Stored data
◇ ◇ ◇ ◇ ◇
Issue #420, opened 2015-11-17
[DEV] need to support "updatenode -o " option


penguhyang:
1. there are no description about updatenode -o option in man page.
2. need to add verification about the -o option if not enter OS.
3. updatenode -o did not work normally.
```
[root@c910f02c09p07 ~]# updatenode c910f02c09p08 -o rh6.7 
c910f02c09p08: Upgrading c910f02c09p08 to 
c910f02c09p08: (Error) Cannot not update rh67 to .  Linux distribution does not match
```

PR #423, opened 2015-11-17
support updatenode -o option to use for update

penguhyang:
fix issue #420

### DIFF
--- a/xCAT-server/lib/xcat/plugins/updatenode.pm
+++ b/xCAT-server/lib/xcat/plugins/updatenode.pm
@@ -283,6 +283,11 @@ sub preprocess_updatenode
     } else {
        undef $::SETSERVER;
     }
+    if (defined($OS)) {
+       $::OS=$OS;
+    } else {
+       undef $::OS;
+    }
 
     # display the usage if -h or --help is specified
     if ($HELP)
@@ -1153,6 +1158,11 @@ sub updatenode
        $::SETSERVER=$SETSERVER;
     } else {
        undef $::SETSERVER;
+    }
+    if (defined($OS)) {
+       $::OS=$OS;
+    } else {
+       undef $::OS;
     }
 
     #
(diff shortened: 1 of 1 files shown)


whowutwut:
Can you provide the new output that appears with the code change? In #420 you show the problem..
◇ ◇ ◇ ◇ ◇
Every single record is to be set down again, unaltered.

SOLUTION TO THIS EXERCISE
Issue #420, opened 2015-11-17
[DEV] need to support "updatenode -o " option


penguhyang:
1. there are no description about updatenode -o option in man page.
2. need to add verification about the -o option if not enter OS.
3. updatenode -o did not work normally.
```
[root@c910f02c09p07 ~]# updatenode c910f02c09p08 -o rh6.7 
c910f02c09p08: Upgrading c910f02c09p08 to 
c910f02c09p08: (Error) Cannot not update rh67 to .  Linux distribution does not match
```

PR #423, opened 2015-11-17
support updatenode -o option to use for update

penguhyang:
fix issue #420

### DIFF
--- a/xCAT-server/lib/xcat/plugins/updatenode.pm
+++ b/xCAT-server/lib/xcat/plugins/updatenode.pm
@@ -283,6 +283,11 @@ sub preprocess_updatenode
     } else {
        undef $::SETSERVER;
     }
+    if (defined($OS)) {
+       $::OS=$OS;
+    } else {
+       undef $::OS;
+    }
 
     # display the usage if -h or --help is specified
     if ($HELP)
@@ -1153,6 +1158,11 @@ sub updatenode
        $::SETSERVER=$SETSERVER;
     } else {
        undef $::SETSERVER;
+    }
+    if (defined($OS)) {
+       $::OS=$OS;
+    } else {
+       undef $::OS;
     }
 
     #
(diff shortened: 1 of 1 files shown)


whowutwut:
Can you provide the new output that appears with the code change? In #420 you show the problem..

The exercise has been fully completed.